We need to have alignment regarding the thresholds for reporting, the timeframes for reporting, making it reasonable. You know, asking a team to report within 24 hours or an hour is really distracting because they start pivoting and trying to really respond to reporting that regulation versus investigating and trying to contain that incident as quickly as possible. We need to keep in mind the follow up timeframes. A lot of these regulations are saying, you know, report within the first 24 hours and then, you know, every 48 hours from then. That also is putting a burden on the team. Again, you're focusing more on reporting versus responding. The details of what need to be reported. Some regulations require one list and another regulation requires another list, which makes it very difficult to keep it all straight. And then the methods of reporting. When India came out with their regulation last spring, I think the regulation was requiring you to report logs via a fax machine. Well, I mean, for us at Salesforce, to print out logs and fax it, we'll be faxing all day long. So we also need to think about the global companies all over the world.
An incident that impacts a company that is global require multiple reports to multiple regulators all asking for the different information. And it really is pivoting, as I said, away from us investigating and scoping and containing that incident as fast as possible. And instead we're focused on trying to check all the boxes of the regulations. The goal of the regulation should be to ensure we are giving the response teams the time and space to investigate, and contain the incidents as quickly as possible, and not to distract away from that. Many of the regulatory bodies that are asking for this information, they're not going to be able to do anything with that information that's reported to them within 24 hours of incident detection. All they're being told is that there's something that's happened, so we should think about the timeframes and give the teams enough time to first focus on containing, investigating and containing, and then focus on the reporting to the regulators.
Samrah: Okay. Can I just add something? I'm sorry, I just wanted-
Host: Yeah, absolutely.
Samrah: to add because there was, from a risk perspective, over-reporting can also be detrimental. So, you know, depending on what you're disclosing and if you end up disclosing your intellectual property, or, you know, even a cyber defense posture, you are giving a lot of information to the hackers and it could compromise your posture. So that is also very important, just finding that balance of what to report and how much to report. Sorry, I just wanted to make sure that I put that in.

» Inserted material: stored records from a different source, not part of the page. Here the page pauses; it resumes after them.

PR #949, opened 2025-07-02
Implement a network changes notification to editContent.vue

MrDirkelz:


DirkDevelopmentFreelance:
There is a bug that  I am not sure how to fix, will look for ideas from others during review

PR #951, opened 2025-07-03
Add Playwright testing framework and initial test cases for the CMS

MrDirkelz:


DirkDevelopmentFreelance:
Status:

1. Local tests have been set up and are working
2. Specific Auth0 instance has been set up for end to end tests

Todo:
- [ ] Set up github env variables set specifically for end to end tests.
- [ ] Ensure timings are correct for github actions and how slow it is.
- [ ] Ensure API is running correctly, alongside user access has to be set to super-admin for the e2e test user

DirkDevelopmentFreelance:
Hi @ivanslabbert, like last time I got the end to end tests to work locally, and I am trying to get the app to also use the new auth0 end-to-end environment that was created. But I am struggling to get everything working in github actions. I have also tried running it in codespaces but I can't figure out how to get it to work in github actions. I was wondering if you could maybe help me on that part? As it is mostly not related to the tests

I also tried looking at how someone else did it, but I just can't seem to crack the github actions side

Here is a reference to somebody else's PR for the end to end testing, but I don't see that they are using it like we want to use it
https://github.com/onetimesecret/onetimesecret/pull/710/files#diff-c5d401e588c34e31052f1b0c43179b5bc943d595859afbe9f21ecc35fa84620a

johan-bell:
@DirkDevelopmentFreelance We can pair-program on it if it is needed.

PR #960, opened 2025-07-07
952 app continue section improvements

belljohan3:


app/src/globalConfig.ts
```diff
@@ -237,11 +237,11 @@ export const setMediaProgress = (
         _mediaProgress.splice(index, 1);
     }
 
-    _mediaProgress.push({ mediaId, contentId, progress, duration });
+    _mediaProgress.unshift({ mediaId, contentId, progress, duration });
 
     // Only keep the last 10 progress entries
     while (_mediaProgress.length > 10) {
-        _mediaProgress.shift();
+        _mediaProgress.length = 10;
```
ivanslabbert, line 244: If setting the length like this, rather use an if instead of a while.
A better approach could be to use splice to remove all entries with index >= 10

ivanslabbert (approved):
Approved with 1 comment

PR #963, opened 2025-07-08
Removed triangle with exclamation and replaced with proper loading icon

Rapotukganakga:


cms/src/components/LoadingBar.vue
```diff
@@ -0,0 +1,20 @@
+<template>
+    <div class="relative h-3 w-1/2 overflow-hidden rounded-full border border-[#736d6d]">
+        <div class="animate-loading-bar absolute left-0 top-0 h-full bg-[#e2d003]"></div>
```
ivanslabbert, line 3: Check if we can use standard colours from the Tailwind colour palette?

The border colour should be a tailwind zink colour, probably border-zinc-300 / border-zinc-400 or so.

cms/src/components/users/UserTable.vue
```diff
@@ -106,7 +106,7 @@ onBeforeUnmount(() => {
                     </tbody>
                 </table>
                 <div class="flex h-32 w-full items-center justify-center gap-2" v-if="isLoading">
-                    <ExclamationTriangleIcon class="h-6 w-6 text-zinc-500" />
+                    <ArrowPathIcon class="h-6 w-6 text-zinc-500" />
```
ivanslabbert, line 109: Should we rather use the loading bar here as well?

ivanslabbert (commented):
We should remove the loadingspinner (make sure it is not in use somewhere else or replace it with the loadingBar

PR #966, opened 2025-07-09
Fix LastLogin field tracking

DirkDevelopmentFreelance:


api/src/jwt/processJwt.ts
```diff
@@ -120,10 +121,13 @@ export async function processJwt(
 
     const userDocs = (await db.getUserByIdOrEmail(email, userId)).docs as UserDto[];
 
-    // Update user details in the database (if changed) if userId is set
-    if (userId) {
+    // Update user details in the database if either userId or email is set
+    if (userId || email) {
```
ivanslabbert, line 125: This gives a potential security risk where the userid can be updated by someone signing in with only email.

Revert the `if` and add an
```ts
else if (email) {
   // update only timestamp
}
```

ivanslabbert (approved):

DirkDevelopmentFreelance:
> Please add a test before merging?

The spec file seems to already have the same tests  I would write for the functionality, the functionality has just been extended a bit to be more accurate, so the existing tests are still relevant to the changes made.

PR #978, opened 2025-07-23
Fix Audio Downloading in the Background when navigating away from a Live video

DirkDevelopmentFreelance:


app/src/components/content/VideoPlayer.vue
```diff
@@ -279,9 +279,24 @@ onMounted(() => {
...
-    player?.off("play", playerPlayEventHandler);
-    player?.off(["useractive", "userinactive"], playerUserActiveEventHandler);
+
+    if (player) {
+        // Pause the player first
+        player.pause();
+
+        // Reset the source to stop any ongoing downloads
+        // This prevents live videos from continuing to download audio in the background
+        player.src({ type: "application/x-mpegURL", src: "" });
```
ivanslabbert, line 289: Test if this is needed. Calling `player.dispose` should probably be sufficient.

ivanslabbert (approved):

app/src/components/content/VideoPlayer.vue
DirkDevelopmentFreelance: It seems it is

Issue #988, opened 2025-08-06
APP: Translation banner showing after selecting language with the quick language selector


ivanslabbert:
Translation banner showing after selecting language with the quick language selector. This should not be happening, as it was by user choice.

Pressing on the banner does nothing (same issue as with privacy policy banner?)

![Image](https://github.com/user-attachments/assets/3a16b3f6-1ccd-4b83-a93c-7657391ddbf2)

PR #990, opened 2025-08-06
APP: Fix notification banner bugs - Fix for #988

DirkDevelopmentFreelance:
Just used a function to mark a language switch from the dropdown correctly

Kelly: That's exactly right. And if you're reporting before you're containing or if you don't know how the threat actor got into your environment in the first place, you really are tipping your hand to the threat actor and making the game much harder.
Host: Great. Thanks for your comments. And then a question for Vaughan. How have increased regulations changed what organizations are looking for in cybersecurity software?
Dr. Vaughan Shanks (CEO - Cydarm Technologies): Yeah, so I think if we look at the direction regulations are going, there's a big shift from compliance related regulations towards regulations that now also govern risk related activities. So previously when we think about regulations, you know, you think about certifications like PCI DSS, SOC2, FedRAMP, you know, ISM over in the part of the world where I'm from, ISO 27001. So a lot of these standards that govern really how you manage your control posture. And really, risk management was, and there's often that risk versus compliance debate about does compliance really help with risk?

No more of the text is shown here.